[What the task asks] Exactly reproduce each entry, leaving out nothing.
[Dataset records]
PR #191, opened 2023-06-26
Dbltacher rendering option ready bug

dblatcher:
## What does this change?

Fixes some logic gaps and aligns the validation to the UI:
 - `renderingOptions` must be set on an  "article-rendering" draft 
 - the boolean values in `renderingOptions` (not optional in the schema) not expliclity set are defaulted from `undefined` to `false` when launching or checking readiness.

## How to test

on main
 - no issues would be raised on the details page for an "article-rendering" draft with undefined renderingOptions
 - an "article-rendering" draft with a renderingOptions with boolean values set to `undefined` (IE from the "Optional" steps were skipped) would fail validation by the launch wizard and not be launched

on branch:
 - on the details page for an "article-rendering" draft with undefined `renderingOptions` the "rendering options is undefined" issue will be flagged
 - when launching and checking for issues,  undefined boolean values in the rendering options will default to false.

Less confused users.

Data input to store still needs to be valid, so should be safe.

### DIFF
--- a/libs/newsletter-workflow/src/lib/getInitialStateForLaunch.ts
+++ b/libs/newsletter-workflow/src/lib/getInitialStateForLaunch.ts
@@ -7,6 +7,7 @@ import type {
 } from '@newsletters-nx/newsletters-data-client';
 import {
 	addSuffixToMakeTokenUnique,
+	defaultRenderingOptionsValues,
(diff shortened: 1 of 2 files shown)


phillipbarron (approved):
LGTM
[/Dataset records]
[Answer box]
PR #191, opened 2023-06-26
Dbltacher rendering option ready bug

dblatcher:
## What does this change?

Fixes some logic gaps and aligns the validation to the UI:
 - `renderingOptions` must be set on an  "article-rendering" draft 
 - the boolean values in `renderingOptions` (not optional in the schema) not expliclity set are defaulted from `undefined` to `false` when launching or checking readiness.

## How to test

on main
 - no issues would be raised on the details page for an "article-rendering" draft with undefined renderingOptions
 - an "article-rendering" draft with a renderingOptions with boolean values set to `undefined` (IE from the "Optional" steps were skipped) would fail validation by the launch wizard and not be launched

on branch:
 - on the details page for an "article-rendering" draft with undefined `renderingOptions` the "rendering options is undefined" issue will be flagged
 - when launching and checking for issues,  undefined boolean values in the rendering options will default to false.

Less confused users.

Data input to store still needs to be valid, so should be safe.

### DIFF
--- a/libs/newsletter-workflow/src/lib/getInitialStateForLaunch.ts
+++ b/libs/newsletter-workflow/src/lib/getInitialStateForLaunch.ts
@@ -7,6 +7,7 @@ import type {
 } from '@newsletters-nx/newsletters-data-client';
 import {
 	addSuffixToMakeTokenUnique,
+	defaultRenderingOptionsValues,
(diff shortened: 1 of 2 files shown)


phillipbarron (approved):
LGTM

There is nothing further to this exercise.